“RITRATTO DELLA GIOVANE IN FIAMME” DI CéLINE SCIAMMA

I titoli d’apertura sono accompagnati dal rumore dei carboncini che raschiano sulla carta e dalle mani di un gruppo di giovani allieve che cercano di tratteggiare la figura della loro maestra. Inizia quindi un lungo flashback in cui quest’ultima sarà la protagonista di una storia d’amore ardente, come il titolo stesso del film suggerisce. Nella Francia del 1700 la giovane pittrice Marianne (Noémie Merlant) si reca sulla suggestiva ed impervia costa del nord per realizzare il ritratto di Héloise (Adèle Haenel), un ex novizia costretta a subire il medesimo destino della sorella, morta suicida. Il dipinto è infatti commissionato dalla madre della ragazza (Valeria Golino) che vuole darla in moglie a un nobile milanese.

Vincitore del Prix du scénario a Cannes 2019 e candidato come film straniero ai Golden Globe, Ritratto della giovane in fiamme è il quarto lungometraggio della regista francese Céline Sciamma e dietro la patina del dramma in costume cela più di un pregio. La vicenda si evolve in una dimensione realistica eppure in un tempo ed in uno spazio  volutamente indefiniti, in una ricostruzione storica attenta ma minimale. Un fondale dai colori tenui su cui si stagliano i volti e le emozioni di Marianne ed Héloise: infatti tra le due donne si innesca sin da subito un gioco di sguardi che accenderà in loro una fascinazione e un desiderio di intima conoscenza. 

Il vero protagonista del film è dunque lo sguardo che relega tutto il resto a un ruolo secondario: i dialoghi sono rari e scarni, la musica quasi del tutto assente, se non per alcune note di un clavicembalo, il rumore del mare e del vento sono funzionali a enfatizzare l’evoluzione del sentimento amoroso. Inoltre, la forte componente visiva crea un gioco di rimandi tra lo sguardo di Marianne, quello di Sciamma e quello del pubblico. Un intreccio di riflessi che mette in scena anche e soprattutto il rapporto che si instaura tra musa e artista, tra attrice e regista – quello stesso rapporto che affonda le sue radici nella classicità del mito di Orfeo ed Euridice.

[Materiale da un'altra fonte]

PR #1310, opened 2016-09-30
SWIM as an independent library

adamhjk:
This adds an independent habitat_swim library. It uses small UDP packets
(under 512 bytes) and a much simpler implementation.

* Simpler architecture - one server, two threads (Inbound / Outbound)
* All timing happens in the application, not the network
* Trace file support with TRACE_SWIM=1
* Test suite based on building a "network", with software based
  blacklisting and pausing for partitions.
* Uses Protobufs for the network serialization

TODO:

  * Implement sharing of membership status as piggyback
  * Finish test suite for SWIM basic, and SWIM+piggyback
  * Documentation

### DIFF
--- a/components/swim/src/error.rs
+++ b/components/swim/src/error.rs
@@ -1,0 +1,69 @@
+// Copyright (c) 2016 Chef Software Inc. and/or applicable contributors
+//
+// Licensed under the Apache License, Version 2.0 (the "License");
+// you may not use this file except in compliance with the License.
+// You may obtain a copy of the License at
+//
+//     http://www.apache.org/licenses/LICENSE-2.0
+//
+// Unless required by applicable law or agreed to in writing, software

Tuttavia, pur citando, visivamente e narrativamente l’Orfeo di Ovidio, Sciamma, autrice e sceneggiatrice già apprezzata dal pubblico, si libera dalle convenzioni della scrittura più tradizionale e procede per quadri e impressioni che, disposti con cura, combaciano in un crescendo perfetto. A essere scardinate non sono solo le convenzioni narrative, ma anche quelle sociali. Le tre donne della storia – la modella, l’artista e la serva – sono sempre poste sullo stesso piano, tanto nei rapporti interpersonali quanto nelle inquadrature, e da questa rivoluzionaria uguaglianza il film trae la forza per andare avanti.

Ritratto della giovane in fiamme porta sullo schermo l’indissolubile legame tra pittura e cinema: i lievi e impercettibili movimenti di macchina e la fotografia contrastata “dipingono” delle inquadrature sofisticate ed espressive che danno vita e dei veri e propri tableaux vivants che raccontano l’amicizia, la passione, l’identità sessuale ma soprattutto  l’arte come mezzo di emancipazione da una condizione, quella femminile,  in cui non si è mai  davvero libere di scegliere.